DATA TO USE:
'''

PR #333, opened 2021-09-23
Fix "local variable 'nimg' referenced before assignment"

oeway:


cellpose/transforms.py
```diff
@@ -646,6 +646,8 @@ def random_rotate_and_resize(X, Y=None, scale_range=1., gamma_range=0.5, xy = (2
             amount each image was resized by
 
     """
+    nimg = len(X)
+
     if inds is None: # only relevant when debugging 
         inds = np.arange(nimg)
```
oeway, line 652: If inds is None, nimg becomes referenced before assignment

carsen-stringer:
I think this is fixed now, thanks!

PR #341, opened 2021-10-01
Allow empty masks during training

erjel:
Hi,

In one of my projects I see a large number of false positive detections in certain areas of a larger where I do not expect any cells. The large number of FP arised since I only included image patches into the training data which where densely packed with cells. 

To balance the training data, I included regions with no cell labels. Unfortunately cellpose could not handle the empty masks. I created corresponding test cases and fixed the problematic parts in the code.

~~Note that I only test the gpu verison of `mask_to_flows` (since I am currently not interested in the CPU version). If no GPU is detected, the tests are skipped. That said, it is probably good practice to check the CPU version for similar problems as well.~~

Eric


carsen-stringer:
thanks, this is good to add. but alternatively, rather than changing the n_iter in the dynamics flow function, can you set it so that the function returns zeros at the beginning if there are no masks? that way it is an easy modification for both `_gpu` and non gpu version

erjel:
Hi @carsen-stringer ,

sorry was afk for a while. I changed the code as suggested and modified the  CUDA checks in `core.py` (since they prevented testing on linux systems without NVIDIA drivers).

Eric

erjel:
Note that 05d10855dd8892d98f0a875326782d6d81eb3c29 
fixes #374
and also fixes #378, fixes #379, fixes #401, fixes #406 which are all duplicates of the already mentioned issue.

Jooppie:
Hi, is this added to version 1.0. I get errors with empty masks  even with --min_train_masks 5 . I prefer using the empty masks for the same reason as Erjel.

carsen-stringer:
this should be working now thanks for all your work tracking down these bugs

'''

EXERCISE REQUIREMENTS:
Reproduce each line of the entries in which the word "only" is found.

TASK ANSWER:
     if inds is None: # only relevant when debugging 
In one of my projects I see a large number of false positive detections in certain areas of a larger where I do not expect any cells. The large number of FP arised since I only included image patches into the training data which where densely packed with cells. 
~~Note that I only test the gpu verison of `mask_to_flows` (since I am currently not interested in the CPU version). If no GPU is detected, the tests are skipped. That said, it is probably good practice to check the CPU version for similar problems as well.~~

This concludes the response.